--- Data section Enclosed Below ---

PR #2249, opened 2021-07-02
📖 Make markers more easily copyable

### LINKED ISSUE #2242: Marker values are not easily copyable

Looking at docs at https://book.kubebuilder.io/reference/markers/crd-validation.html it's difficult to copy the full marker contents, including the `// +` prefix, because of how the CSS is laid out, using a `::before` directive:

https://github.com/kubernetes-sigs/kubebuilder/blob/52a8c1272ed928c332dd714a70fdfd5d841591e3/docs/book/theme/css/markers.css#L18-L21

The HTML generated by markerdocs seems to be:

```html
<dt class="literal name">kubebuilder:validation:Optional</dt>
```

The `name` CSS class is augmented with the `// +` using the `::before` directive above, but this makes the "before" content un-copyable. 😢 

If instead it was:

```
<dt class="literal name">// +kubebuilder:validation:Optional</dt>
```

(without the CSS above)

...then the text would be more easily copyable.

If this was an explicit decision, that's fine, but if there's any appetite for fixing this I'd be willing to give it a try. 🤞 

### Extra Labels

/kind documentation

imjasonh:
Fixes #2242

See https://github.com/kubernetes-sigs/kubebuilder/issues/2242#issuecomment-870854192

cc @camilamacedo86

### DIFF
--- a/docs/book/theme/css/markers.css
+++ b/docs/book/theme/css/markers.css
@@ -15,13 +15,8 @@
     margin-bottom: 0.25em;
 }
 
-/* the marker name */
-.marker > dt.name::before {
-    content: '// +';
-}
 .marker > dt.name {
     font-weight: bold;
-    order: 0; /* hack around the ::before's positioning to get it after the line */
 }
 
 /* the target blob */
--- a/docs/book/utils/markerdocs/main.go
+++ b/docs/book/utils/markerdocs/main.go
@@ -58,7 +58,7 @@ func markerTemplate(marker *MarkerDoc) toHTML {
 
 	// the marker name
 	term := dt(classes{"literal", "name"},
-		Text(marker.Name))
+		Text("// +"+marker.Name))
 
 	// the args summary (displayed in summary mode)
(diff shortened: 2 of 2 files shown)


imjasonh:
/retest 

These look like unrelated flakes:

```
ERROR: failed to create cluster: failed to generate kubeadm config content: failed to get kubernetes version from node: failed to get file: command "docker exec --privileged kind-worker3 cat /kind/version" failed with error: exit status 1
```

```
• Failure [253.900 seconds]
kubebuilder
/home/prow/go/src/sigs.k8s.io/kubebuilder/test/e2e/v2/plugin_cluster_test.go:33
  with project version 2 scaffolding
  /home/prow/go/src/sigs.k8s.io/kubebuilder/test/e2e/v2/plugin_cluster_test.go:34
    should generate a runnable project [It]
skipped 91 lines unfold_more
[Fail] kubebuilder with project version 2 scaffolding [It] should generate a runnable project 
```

--- End of Enclosed Data section ---

Task prompt
Give back the listing exactly, please, from its first line to the line containing "font-weight: bold;", inclusive, and nothing past that line.

Answer section
PR #2249, opened 2021-07-02
📖 Make markers more easily copyable

### LINKED ISSUE #2242: Marker values are not easily copyable

Looking at docs at https://book.kubebuilder.io/reference/markers/crd-validation.html it's difficult to copy the full marker contents, including the `// +` prefix, because of how the CSS is laid out, using a `::before` directive:

https://github.com/kubernetes-sigs/kubebuilder/blob/52a8c1272ed928c332dd714a70fdfd5d841591e3/docs/book/theme/css/markers.css#L18-L21

The HTML generated by markerdocs seems to be:

```html
<dt class="literal name">kubebuilder:validation:Optional</dt>
```

The `name` CSS class is augmented with the `// +` using the `::before` directive above, but this makes the "before" content un-copyable. 😢 

If instead it was:

```
<dt class="literal name">// +kubebuilder:validation:Optional</dt>
```

(without the CSS above)

...then the text would be more easily copyable.

If this was an explicit decision, that's fine, but if there's any appetite for fixing this I'd be willing to give it a try. 🤞 

### Extra Labels

/kind documentation

imjasonh:
Fixes #2242

See https://github.com/kubernetes-sigs/kubebuilder/issues/2242#issuecomment-870854192

cc @camilamacedo86

### DIFF
--- a/docs/book/theme/css/markers.css
+++ b/docs/book/theme/css/markers.css
@@ -15,13 +15,8 @@
     margin-bottom: 0.25em;
 }
 
-/* the marker name */
-.marker > dt.name::before {
-    content: '// +';
-}
 .marker > dt.name {
     font-weight: bold;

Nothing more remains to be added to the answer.